¿Para qué la música?

En mi vida la música existe para:

  • cuando las palabras no son suficientes
  • cuando las palabras no son necesarias
  • trasladarme en tiempo y espacio a otros lugares, situaciones y sensaciones (conocidas y desconocidas)
  • desintonizarme de sintonías no deseadas
  • sintonizarme a la vez con la tierra y con el cielo

De niña viví en el campo, en una casa que tenía grandes ventanas en cada habitación. De la de mi cuarto se veía un sauce enorme al que yo vivía trepada, detrás la vía del tren y más allá toda la cadena de la Sierra de las Ánimas. De la de la cocina se veía el cerro mayor de la Sierra de las Ánimas y encima de este un cielo impresionantemente colorido en cada atardecer. De las ventanas del living se veía el Cerro Pan de Azúcar… mucho antes de que tuviera una antena gigante civilizándolo.

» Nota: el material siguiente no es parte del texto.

PR #1253, opened 2018-10-27
E1834. Improve e-mail notifications

pratik-abhyankar:
*E1834. Improve email notifications*

- Changes
1. Added email functionality to assignment_participant.rb file when user is added by importing CSV file.
2. Also added email functionality to course_participant.rb when user is added by importing CSV file.

- Mentor
Dr. Edward Gehringer


app/models/assignment.rb
```diff
@@ -365,6 +365,13 @@ def stage_deadline(topic_id = nil)
     due_date.nil? || due_date == 'Finished' ? due_date : due_date.due_at.to_s
   end
 
+  # E1834 Fall 18
+  def review_deadline(topic_id = nil, num_review_rounds)
```
efg: Not a good idea to put a method like this in the assignment class.  Is assignment going to have methods for all due-date types?  This seriously damages the cohesion of assignment.rb, which is a complicated class anyway.

app/models/assignment_participant.rb
```diff
@@ -287,4 +290,16 @@ def stage_deadline
     end
     stage
   end
+
+  # E1834 Fall 18
+  def is_round_valid_for_mail?
+    topic_id = SignedUpTeam.topic_id(self.parent_id, self.user_id)
+    return assignment.review_deadline(topic_id, assignment.num_review_rounds)
```
efg: A method whose name ends in "?" should be returning a boolean.

app/models/assignment_participant.rb
```diff
@@ -287,4 +290,16 @@ def stage_deadline
...
+  end
+
+  # #E1834 Fall 18
```
efg: Remove commented-out code.

app/models/course_participant.rb
```diff
@@ -27,6 +27,9 @@ def self.import(row_hash, _row_header = nil, session, id)
     unless CourseParticipant.exists?(user_id: user.id, parent_id: id)
       CourseParticipant.create(user_id: user.id, parent_id: id)
     end
+    password = "password"#user.password
+    prepared_mail = MailerHelper.send_mail_to_user(user, "Your Expertiza account and password have been created.", "user_welcome", password)
```
efg: This duplicates code from above.  Make it a call to another method, which is implemented in one place.

app/controllers/submitted_content_controller.rb
```diff
@@ -36,7 +36,8 @@ def view
   end
 
   def submit_hyperlink
-    @participant = AssignmentParticipant.find(params[:id])
+    # @participant = AssignmentParticipant.find(params[:id])
+    participant = AssignmentParticipant.find(params[:id])
     return unless current_user_id?(@participant.user_id)
```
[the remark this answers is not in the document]
pratik-abhyankar: We have corrected the code in commit id e09761b7d8746f26485f264c7fd7936b8d956326. The code refers to @participant at all places in the method now.

app/controllers/submitted_content_controller.rb
```diff
@@ -57,6 +58,23 @@ def submit_hyperlink
       end
       ExpertizaLogger.info LoggerMessage.new(controller_name, @participant.name, 'The link has been successfully submitted.', request)
       undo_link("The link has been successfully submitted.")
+
+      # E1834 Fall 18
+      # Send email to reviewers to review new submission, if review_round is valid and not last.
+      if participant.is_round_valid_for_mail?
```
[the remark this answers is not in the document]
pratik-abhyankar: We have refactored the name of this method as per the suggestion in commit id e09761b7d8746f26485f264c7fd7936b8d956326

app/controllers/submitted_content_controller.rb
```diff
@@ -57,6 +58,23 @@ def submit_hyperlink
...
+        #reviewers = []
+        participant.reviewers.each do |reviewer|
+          #reviewers << User.find(reviewer.user_id).email
+          review_mappings = ResponseMap.where(reviewer_id: reviewer.id)
+          review_mappings.each do |map|
+            reviewed_object_id = ''
+            if map.reviewee_id == @participant.id || map.reviewee_id == @participant.team.id
```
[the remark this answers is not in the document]
pratik-abhyankar: On further inspection, we found that the id passed in the URL suffix was incorrect. We referred to reviewed_object_id instead of lastest_response.id. 
We have corrected it now and the new code changes make it much better. 
Commit id: e09761b7d8746f26485f264c7fd7936b8d956326

app/models/assignment.rb
pratik-abhyankar: We have refactored the code and the method is removed from assignment class.

app/models/assignment_participant.rb
pratik-abhyankar: Yes, the method returns a boolean value.

app/models/assignment_participant.rb
pratik-abhyankar: We have removed the commented code as per suggestion.

PR #1295, opened 2018-11-16
Bawagne2 master

ajcpendyala:
Merging Project E1815.1. 

- Removed the sentiment analysis (color coded comments) made by E1820.

- Fixed merge conflicts from E1815.1


ajaypendyala:
@Winbobob Ok I'll do that. Could you tell point me to one place where highcharts are used in Expertiza as an example?

Winbobob:
> highcharts

Hi @ajcpendyala, I did not find the `highcharts` code in Expertiza. I think I am wrong.
Right now we still use `googlecharts` gem. You could:
1. remove the `gchartrb` from the Gemfile;
2. Examples: [grades_controller.rb](https://github.com/expertiza/expertiza/blob/master/app/controllers/grades_controller.rb#L53) and [_team_charts.html.erb](https://github.com/expertiza/expertiza/blob/master/app/views/grades/_team_charts.html.erb#L12).

HTH,
Zhewei

PR #1299, opened 2018-11-27
New docker images and docker compose for Blue-Green deployment

rohilshah95:
The previous Dockerfile was not working, had inconsistency and did not create a new app for every commit. So I created a new docker image from scratch using the stock ruby docker image.

I have modified the docker-compose file to add the blue green docker images. I have also removed the volume and working directory part of the docker-compose since it is not required as the Dockerfile handles that. 

@Winbobob @efg


Winbobob:
LGTM

PR #1307, opened 2018-11-30
E1868. Remove reports from review_mapping_controller.rb

RamyaViju:
1. Adding code from E1837
2. Creating new reports_controller and reports view
3. Moving all the views corresponding to the reports to the new reports view
4. Modifying routes.rb to include the new changes
5. Deleting the unused reports_helper.rb file
6. Modifying the UI button from view review report -> view reports
7. Modifying the mappings to point the right controller method


RamyaViju:
Assignment Branch Condition issues cannot be resolved. This issue says that there are too many assignments within a block of code but these assignments are to populate the instance variables and render them to the views.
If we try resolving this issue, we will be stuck with another issue stating that "the line is too long". Hence we will not be resolving these issues.

PR #1317, opened 2018-12-05
Adding Load Balancer file and reorganizing folders.

siddhantshah:
Adding Load Balancer file and reorganizing folders.
@efg 
@Winbobob


Winbobob:
LGTM

PR #1334, opened 2018-12-13
Independent study - DevOps in Expertiza

Winbobob:


Winbobob:
Since Expertiza does not have that many users now, containerizing Expertiza by using docker will add another layer between the server and the application, which will make the application slower. Therefore, we decide to use the second server as a testing server and use `Capistrano` to handle the deployment.

PR #1367, opened 2019-03-09
E1914. Refactor users_controller.rb

nikitaparanjape:
Refactoring the method get_role:
1) The method does not change any record in the database. It also includes some selection logic. Hence it makes sense to keep it in the controller.
2) The method is now renamed to 'role'. 'get_role' is more of a Java way of naming methods. 'role' sounded more ruby-ish. 

Documentation for methods show and show_selection:
1) Written comments for the key differences between the two methods.
2) Written comments for what the each of the methods do.
3) Written comments for what each block inside the method does.

Documentation for the 'foreign' method in which specifies:
1) What the method as a whole does.
2) What each line does.
3) What the method is being used for.
4) Where the method is being used.

@akshayravichandran


app/controllers/users_controller.rb
```diff
@@ -67,28 +67,48 @@ def list_pending_requested
     @roles = Role.all
   end
 
+
+  # Differences between show _selection and show:
+  #   The key difference between show_selection and the show methods is in how they determine whether the current user has the authority to delete/edit a selected user
+  #   The show method only checks if the current user is not a student or him/herself. It assumes that all other roles are authorised to edit/delete the information of all users.
+  #   The show_selection method allows access only if the current user is higher up the hierarchy of roles than the user s/he is requesting to edit.
+  # The show method additionally calculates the number of total users and the number of groups the user is participating in.
+  # These numbers are used in the show view to display appropriate warning messages when deleting a user.
```
akshayravichandran: You probably don't have to indicate these points (lines 71-76) as the "key differences", as they can be inferred from the code. Instead, it might be more useful to point out the locations from where the `show_selection` method is **called**, versus the locations from where the `show` method is called. This way, we will be able to figure out why these two methods were created and structured the way they are and perhaps be able to refactor them if necessary.

app/controllers/users_controller.rb
```diff
@@ -67,28 +67,48 @@ def list_pending_requested
...
+
+  # determines if the current user is authorised to see/edit the information of the user in params.
+  # the test used to determine is whether the current user is higher up the hierarchy of roles than the user s/he is requesting to edit.
+  # If these permissions check out, the user is redirected to the 'show' view
+  # If these checks come out negative, the user to given an error message and redirected to a list of all users.
   def show_selection
     @user = User.find_by(name: params[:user][:name])
+    #make sure that the requested user exists
```
akshayravichandran: I don't think one line comments like this (and on line 91, 95, 109 and 285) would be necessary. The code beneath this comment is very straightforward. 

However, comments like the ones on line 87 and 288 are useful as it is not immediately clear what the lines of code beneath them do.

app/controllers/users_controller.rb
```diff
@@ -67,28 +67,48 @@ def list_pending_requested
...
       end
+      #redirect to the list of users if the user does not exist.
     else
       flash[:note] = params[:user][:name] + ' does not exist.'
       redirect_to action: 'list'
     end
   end
 
+
+  #finds out the current user's role. If that is not a a student, permission is granted to edit the information of the requested user.
```
akshayravichandran: Following up with my comment on lines 71-76, it may be useful to also indicate where this method is called from (in order to highlight its differences with the `show_selection` method).

app/views/users/_institutions.html.erb
```diff
@@ -1,17 +1,21 @@
...
-    if(this.value == "") {
-      $('#institution_name').show();
-      $('#name_of_other_institution').show();
-    }else{
-      $('#institution_name').hide();
-      $('#name_of_other_institution').hide();
-    }
-  });
-});
+    $(document).ready(function(){
```
akshayravichandran: Were these white space changes (lines 2-12) made because CodeClimate was complaining? If not, then I don't think these are necessary.

app/views/users/_name.html.erb
```diff
@@ -1,2 +1,4 @@
-<tr><td><%= label_tag('user[fullname]', 'Full name (last, first[ middle]): ') %></td><td>
-  <%= text_field 'user', 'fullname', class: "form-control width-250"%></td></tr>
+<tr>
+  <td><label class="label_account_request">Full name (last, first [middle]): </label></td>
+  <td><%= text_field 'user', 'fullname', class: "form-control width-250"%></td>
+</tr>
```
akshayravichandran: Please add a new line at the end of this file for consistent formatting (please also do this at the end of any other file that's missing this)

app/views/users/_self_introduction.html.erb
```diff
@@ -1,2 +1,2 @@
-<p><label for="user_email">Self Introduction</label><br/>
+<p><label class="label_account_request">Self-Introduction: (Please include a link to your website, etc.)</label><br/>
```
akshayravichandran: It might be better to place "(Please include a link to your website, etc.)" as a hint, instead of making it a a part of the label

db/schema.rb
```diff
@@ -715,14 +715,14 @@
   add_index "teams_users", ["user_id"], name: "fk_teams_users", using: :btree
 
   create_table "track_notifications", force: :cascade do |t|
+    t.integer  "notification_id", limit: 4
```
akshayravichandran: I don't think these changes to schema.rb are relevant to your project. Please revert them.

Gemfile
```diff
@@ -30,7 +30,7 @@ gem 'foreman'
 gem 'gchartrb', require: 'google_chart'
 gem 'gdata', require: false
 gem "googlecharts", require: "gchart"
-gem 'haml-rails'
+# gem 'haml-rails'
```
akshayravichandran: Why was this change necessary?

app/models/account_request.rb
```diff
@@ -0,0 +1,2 @@
+class AccountRequest < ActiveRecord::Base
```
akshayravichandran: Shouldn't this model replace the RequestedUser model? I think the validations need to be moved over from that file

app/assets/stylesheets/application.scss
```diff
@@ -26,3 +26,4 @@ $icon-font-path: "bootstrap-sass/assets/fonts/bootstrap/";
 @import "confirm_box";
 @import "inner-pages";
 @import "homepage";
+@import "request_account";
```
akshayravichandran: I think the CSS file must also be renamed to `account_request` for consistency.

app/controllers/users_controller.rb
```diff
@@ -128,7 +129,8 @@ def new
   def request_new
     flash[:warn] = "If you are a student, please contact your teaching staff to get your Expertiza ID."
     @user = User.new
-    @rolename = Role.find_by(name: params[:role])
+    @role = Role.new
```
akshayravichandran: Any reason for creating a new empty `Role`?

app/controllers/users_controller.rb
kunalnarangtheone: Will be fixed in the next update

app/controllers/users_controller.rb
kunalnarangtheone: This has been fixed for 91 and 95

app/controllers/users_controller.rb
kunalnarangtheone: This has been fixed

app/views/users/_institutions.html.erb
kunalnarangtheone: I have no idea where these lines came from and I do not remember putting them here.

app/views/users/_name.html.erb
kunalnarangtheone: I will fix this in the next update

app/views/users/_self_introduction.html.erb
kunalnarangtheone: Fixed

db/schema.rb
kunalnarangtheone: Hi Akshay, I do not remember adding this line, I'm not very sure why it is showing up. Could you please delete this on our behalf. I do not want to mess up anything.

Gemfile
kunalnarangtheone: So, this gemfile generates haml view files in the scaffold, which I commented out while generating the scaffold. I have added it back now in the latest commit.

app/models/account_request.rb
kunalnarangtheone: We have made the required change in the latest commit as per your suggestion. Please take a look and let us if it is fine.

app/assets/stylesheets/application.scss
kunalnarangtheone: So, we got a stylesheet named `account_requests.scss` when we generated the scaffold. We have added the formatting to this file and removed the `account_request`

app/controllers/users_controller.rb
kunalnarangtheone: Do you suggest that we should remove this?

app/controllers/users_controller.rb
nikitaparanjape: All have been fixed.

app/controllers/users_controller.rb
kunalnarangtheone: We have removed this

PR #1394, opened 2019-03-25
E1908. Refactor sign_up_sheet_controller.rb

SrikarKanduri:
Fixed the following issues in sign_up_sheet_controller:

- Create method has an if-else condition determining if create or update should be called. Create method should not be responsible for calling update. Rectified this method by removing call to update and flashing an error instead.
- Update method has a plethora of instance variables defined before updating. These are not necessary (For e.g., look at update method of bookmarks_controller). Refactored the variables not needed out.
- Destroy has a misleading else flash message.  Fixed it.
- Several method names are renamed to be more intuitive. load_add_signup_topics is renamed to get_assignment_data and ad_info is renamed to get_ad.
- Added comments to signup_as_instructor and signup_as_instructor_action methods.
- The list method is too long and is sparsely commented. Provided comments.
- Refactored participants variable to 'teams' in  load_add_signup_topics.
- Signup_as_instructor_action has if-else ladder. It has been made more elegant using a helper function.
- Delete_signup and delete_signup_as_instructor have much in common and violates the DRY principle. Refactored them by moving the duplicate code to a helper function.

### DIFF
--- a/app/controllers/sign_up_sheet_controller.rb
+++ b/app/controllers/sign_up_sheet_controller.rb
@@ -144,6 +144,7 @@ class SignUpSheetController < ApplicationController
     redirect_to controller: 'assignments', action: 'edit', id: assignment_id
   end
 
+  # function to list all topics and bids to a participant
   def list
     @participant = AssignmentParticipant.find(params[:id].to_i)
     @assignment = @participant.assignment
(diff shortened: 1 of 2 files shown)


Winbobob:
Hi team,

Please [sync your branch to the Expertiza `beta` branch](https://help.github.com/en/articles/syncing-a-fork) and make `Travis CI` and `Code Climate` run on your pull request.

Thanks,
Zhewei

PR #1543, opened 2019-10-22
E1956, There is no shortcut to get free review points: Review Assignment Bug

dhruvil009:
Made Changes to review mapping controller to enforce review limit in the controller extending over the initial version which only disabled it from UI.
Things which are not handled yet: No Flash message to notify user they have exceeded limit for reviews (Done to handle the Rspec testing suite)

@Suraj-Siddharudh


dhruvil009:
Mistake in base branch selection

PR #2692, opened 2023-11-14
Fixing bug where instructors were unable to see all assignment teams when viewing scores.

qureshi-ali:
**What has been changed:** 

When looking at participant scores under the view scores section, the instructors could not see all the participants in the assignment. This was occurring due to index of the hash not changing after rejecting nil scores. 

A new variable that keeps track of the original length of the scores before rejecting the nil scores has been added. This makes sure that all participants are iterated over when displaying the teams.

Also fixed bug where instructors where not being able to export grades to csv. This was because the code was calling the review_grades method in a class method. An instance of assignment had to be created to call it.

### DIFF
--- a/app/models/assignment.rb
+++ b/app/models/assignment.rb
@@ -500,7 +500,8 @@ class Assignment < ApplicationRecord
       end
       @questions[questionnaire_symbol] = questionnaire.questions
     end
-    @scores = review_grades(self, @questions)
+    assignment_instance = Assignment.new
+    @scores = assignment_instance.review_grades(@assignment, @questions)
     return csv if @scores[:teams].nil?
 
     export_data(csv, @scores, options)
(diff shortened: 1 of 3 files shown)


ameyagv (approved):

app/models/assignment.rb
```diff
@@ -500,7 +500,8 @@ def self.export(csv, parent_id, options)
       end
       @questions[questionnaire_symbol] = questionnaire.questions
     end
-    @scores = review_grades(self, @questions)
+    assignment_instance = Assignment.new
+    @scores = assignment_instance.review_grades(@assignment, @questions)
```
ameyagv, line 504: can we remove assignment_instance? and call without instance variable

app/models/assignment.rb
```diff
@@ -510,38 +511,41 @@ def self.export_data(csv, scores, options)
     @scores = scores
     (0..@scores[:teams].length - 1).each do |index|
       team = @scores[:teams][index.to_s.to_sym]
+      first_participant = team[:team].participants[0] unless team[:team].participants[0].nil?
```
ameyagv, line 514: write a method or search for a method that checks whether the team is empty. Team.size() can be used?

app/models/assignment.rb
```diff
@@ -510,38 +511,41 @@ def self.export_data(csv, scores, options)
...
+      next if first_participant.nil?
+      pscore = @scores[:participants][first_participant.id.to_s.to_sym]
```
ameyagv, line 516: rename pscore to participant_score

Y de la otra ventana del living la luna llena más enorme que volvería a ver jamás.

Cuando vivía ahí escuchaba música sí… pero mi relación con la música era muy superficial. Sin embargo, cuando por decisión familiar nos mudamos a Montevideo y quedaron atrás las golondrinas que volvían cada año al mismo nido, las heladas invernales que no permitían que encendiera el auto que me llevaba a la escuela, las granizadas alucinantes y mis patos adorados… los cien mil atardeceres todos diferentes uno de otro, el olor diferenciado y particular de cada estación, y los millones de estrellas que me tiraba en el pasto a mirar cada noche de verano, la música se volvió realmente importante.

Y no fue hasta 1988 que me di cuenta que la música estaba cumpliendo muchos roles esenciales y, sobre todo, el ponerme en contacto, llevarme a un estado de conexión conmigo misma y con el universo que en la selva de cemento se volvía mucho más difícil que cuando vivía en un mayor contacto con la naturaleza.

La misma sensación de éxtasis que tengo cuando escucho hoy a E.S.T. la sentía cuando me quedaba rato largo mirando y escuchando correr el agua del arroyo.

La misma sensación de paz que tengo cuando escucho a Eva Cassidy la sentía cuando percibía el movimiento terrestre en el cielo estrellado.

La misma sensación de admiración excitada que me viene con el Acústico MTV de Lenine, la sentía cuando aparecía un arcoiris después de horas de lluvia.

Cuando escucho algunos discos de Pat Metheny, veo atardeceres naranjas, rojos y dorados… o nubes enormes que anuncian viento.

Cuando escucho Saxophone Colossus de Sonny Rollins, por alguna razón me acuerdo del temblor de las vías del tren anunciando que aquella mole estaba todavía lejos pero se acercaba.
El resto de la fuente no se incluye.